Celah di tanah suci itu secara bertahap membesar. Sejauh ini, Akademi Dualitas Metropolis dan Kuil Naga Surgawi memilih Li Qiye.

Di sisi lain, divisi inti di Vajra dan Divisi Hantu Ilahi membentuk pihak lawan.

Sudah ada empat divisi utama yang terlibat. Hanya Divisi Raja Mortal yang belum menunjukkan sikapnya.

Pertempuran ini dapat membagi tanah suci menjadi dua entitas terpisah di masa depan.

“Inilah yang terjadi dalam setiap perebutan kekuasaan.” Seorang penonton netral bergumam, tampak cukup serius.

Kerumunan sibuk memikirkan pihak mana yang akan mereka dukung.

“Baiklah, Raja Darah.” Sang penguasa tidak membuang waktu dan memanggil lima pedang dengan warna berbeda untuk menyerang.

“Whoosh!” Bekas luka tertinggal dari serangan ganas itu.

“Ayo kita lakukan!” Raja Darah sama sekali tidak takut dan tertawa, siap bertempur.

Vitalitasnya melonjak bersama aura ungunya. Dia memanggil Segel Delapan Kesengsaraan untuk menghadapi tebasan yang datang.

“Boom!” Kehancuran akibat benturan itu membuat kerumunan ngeri.

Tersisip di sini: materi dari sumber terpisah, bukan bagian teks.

PR #235, opened 2022-11-28
Brillvm: Bril-rs to LLVM

Pat-Lafon:
This is a semi-interesting Thanksgiving break project inspired by `bril-llvm` #138 and `brilift` #199 to compile the Rust representation of Bril from `bril-rs` to LLVM IR.

This is different from `bril-llvm` in two ways:
- It uses a Rust wrapper around LLVM called Inkwell https://github.com/TheDan64/inkwell to construct the `*.ll` file using the LLVM IRBuilder instead of concatenating strings together which should be more extensible.
- It avoids performing an SSA conversion on the Bril program by allocating all of the variables on the stack at the start of the function. You can then load variables from the stack, perform an operation, and then store the result back to the stack with temporary variables(which I think is what Clang does?).

Currently, this tool supports core Bril and the floating point extension ~except for passing command line arguments~.

~I have semi-arbitrarily chosen to support LLVM 14. It is both the latest supported version of LLVM provided by Inkwell and the current version used by my Clang installation.~ I have chosen to support LLVM 15 as it is now the latest supported version of LLVM by Inkwell and the current version used by my rust compiler(>1.64)

At ~1k lines of Rust(but 800 lines for manually building each instruction), I don't think anything would be too surprising. 
- The tool operates in two iterations: the first iteration creates the initial versions of all of the functions and populates the first basic block with stack allocations for all of the variables, the second iteration then builds all of the instructions for each function.
- ~The main function is converted to have a return type of int and always returns 0 to indicate success.~ The main function is renamed to "_main" and is called by the real main function after command line arguments has been parsed. Still always returns 0.
- Boolean values are a little tricky because LLVM stores them as integers(this requires holding onto typing information to remember which values are bools and a cast to i8 for `_bril_print_bool`)
- Extra logic is added to ensure all basic blocks have a terminating instruction. This means that unconditional jumps are added instead of falling through and any dead code after a terminating instruction but before a new label is skipped.

Some things that could be improved:
- ~Add support for the memory/ssa extensions~
- ~Correctly handle passing arguments to main~ (cli arguments are now supported)
- Documentation
- The print functions are written externally and included as LLVM bytecode at compile time. ~Ideally, this would be a rust file which I would compile to llvm with `rustc`. However, the current version of `rustc` uses LLVM 15 and I had enough difficulty getting this to work on an older version of `rustc` that I've punted on this. Instead I compile `brilift/rt.c` to a `rt.bc` file using Clang~ In borrowing from `brilift`, I have my own `brillvm/bin/rt.rs` file which is compiled to a `rt.bc`. This prints via the `libc_print` crate and handles the parsing of c strings to their corresponding values.

Additional Edits:
- There is a little bit of unsafe code used in the LLVM GEP instruction and in parsing raw c strings into their safe rust `CStr` counter parts. Both of these are involved in parsing command line arguments. Bad things will probably happen if the correct arguments are not provided at runtime.
- `brillvm` now passes the `core`/`float` test and benchmark suites.
- `brillvm` is not responsible for producing fast LLVM code, thus I have not attempted any benchmarks and have only correctness tests. Interested users can use the appropriate LLVM tools to get performance numbers.
- ~`brillvm` has not been added to the github workflow because of the dependence on a LLVM installation at both compile and runtime. Therefore the current "passing" of the pr is not meaningful.~
- Overall, this project is a little rough but I greatly enjoyed learning more about LLVM.


sampsyo:
So sorry for somehow missing this the first time around!! It's seriously cool, and a great demonstration of LLVM codegen. Really fun project!

> It uses a Rust wrapper around LLVM called Inkwell https://github.com/TheDan64/inkwell to construct the `*.ll` file using the LLVM IRBuilder instead of concatenating strings together which should be more extensible.

I've been admiring Inkwell from afar for some time; cool to see it in action. I hope others take inspiration if they work in Rust.

> It avoids performing an SSA conversion on the Bril program by allocating all of the variables on the stack at the start of the function. You can then load variables from the stack, perform an operation, and then store the result back to the stack with temporary variables(which I think is what Clang does?).

Yes indeed, this is "the way" in the LLVM frontend ecosystem! Generate a bunch of `alloca`s for mutable variables and then rely on `mem2reg` to optimize them away.

> Extra logic is added to ensure all basic blocks have a terminating instruction. This means that unconditional jumps are added instead of falling through and any dead code after a terminating instruction but before a new label is skipped.

Similarly "the way"! Awesome that it wasn't too tricky to ensure terminators. (It's a restriction I considered enforcing in Bril too back in the day, but I think the current state is a little truer to its loosey-goosey nature.)

In general, looks awesome!! Feel free to merge whenever you feel like it, even if it's not 100% complete.

Pat-Lafon:
Awesome! I don't think I have any improvements to this code in mind at the moment but can make adjustments as needed.

It covers the main extensions of float, mem, and ssa; passing all test cases and benchmarks except cholesky. A few of the floating point values for that benchmark are off by a small epsilon (i.e. 250.01098702698604370 instead of 250.01098702698598686) which I didn't figure out at the time.

It mimics `brilift` in having both AOT and JIT modes though with no optimizations.

It has minimal documentation and gets checked by clippy.

It's pinned to LLVM 15 and relies on a corresponding rust compiler using the same llvm version to create the runtime library.

sampsyo:
Sounds great!! Seems like an exciting starting point for plenty of other stuff too.

Pretty weird about the minor float accuracy differences! I wonder if that's an LLVM thing or some kind of x86 vagary…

“Keempat grandmaster itu memang pantas mendapatkan reputasi mereka.” Mereka berbagi pemikiran ini.

Keempat orang ini jarang bertindak, tetapi ketika mereka melakukannya, keganasan dan kehancuran yang dihasilkan selalu luar biasa.

Raja darah dan penguasa saling bertukar pukulan berkali-kali dalam waktu singkat sambil melayang ke udara. Mereka tampak seperti musuh bebuyutan yang tidak menahan diri.

Tentu saja, mereka memang musuh bebuyutan sekarang karena salah satu pihak telah memilih untuk memberontak melawan Gunung Suci.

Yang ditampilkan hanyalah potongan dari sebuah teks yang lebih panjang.